3. Run a second fast metadata extraction prompt
4. Push metadata/citations as the final SSE event.

### 8.3 Tone Hints by Query Type

| Type | Tone Guidance |
|---|---|
| `fact_lookup` | Direct, no metaphors, cite per bullet. |
| `penalty_lookup` | Lead with consequence/penalty. |
| `cross_reference` | Explain primary section, then connections. |
| `conflict_detection` | Flag contradiction ONLY if both sides are in context. |
| `temporal` | Lead with exact numeric deadline/time. |

---

## 9. Validation

### 9.1 Validator Design

`validator_node()` treats `confidence_score < 0.2` as a hallucination risk.
- Returns `hallucination_flag: True` if score is below floor.
- Graph triggers a **retry** (up to 2 times) with different retrieval parameters if flagged.

### 9.2 Output Guardrails

`guardrails/output_guard.py`:
- Intercepts low-confidence or safe-guard failures.
- Returns `InsufficientInfoResponse` when grounding is weak.
- Appends legal disclaimer.

---

## 10. RAGAS Evaluation Pipeline

### 10.1 Two-Phase Architecture

- **Phase 1:** Graph invocation -> `eval_phase1_results.json`.
- **Phase 2:** RAGAS scoring -> `eval_results.json`.

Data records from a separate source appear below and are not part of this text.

PR #319, opened 2025-03-26
Changes default container runtime to podman

Karm:
Historically, this TS assumed docker-ce the default container runtime. That has changed over the years to a point where we have either Podman or Podman Desktop installed everywhere and we keep cluttering test envs with an explicit switch to podman.
A notable exception is GHA.

I think we can switch the default to podman now...

### DIFF
--- a/testsuite/src/it/java/org/graalvm/tests/integration/utils/Commands.java
+++ b/testsuite/src/it/java/org/graalvm/tests/integration/utils/Commands.java
@@ -78,7 +78,7 @@ public class Commands {
 
     private static final Logger LOGGER = Logger.getLogger(Commands.class.getName());
 
-    public static final String CONTAINER_RUNTIME = getProperty("QUARKUS_NATIVE_CONTAINER-RUNTIME", "docker");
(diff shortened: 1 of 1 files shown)


jerboaa (approved):

Karm:
:red_circle: :x: 

Huh...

### 10.2 Dataset & Metrics

- **Rows:** 31 (Central, 4 States, Multi-Jurisdiction).
- **Primary Metrics:** Faithfulness, Answer Relevancy, Context Precision.
- **Goal:** Faithfulness > 0.85; Answer Relevancy > 0.80.

---

## 11. Known Failure Modes

- **Multi-Jurisdiction Retrieval:** Reranker often prefers one jurisdiction's terminology, leading to unbalanced context for comparison queries.
- **Large Context Noise:** 7 chunks sometimes include irrelevant sub-clauses that distract the generator.

---

## 12. Implementation Checklist

- [x] Add `DocumentSpec` to registry.
- [x] Verify PDF text extraction.
- [x] Run `make ingest`.
- [x] Seed Neo4j graph.
- [x] Run `make eval-smoke` to verify precision.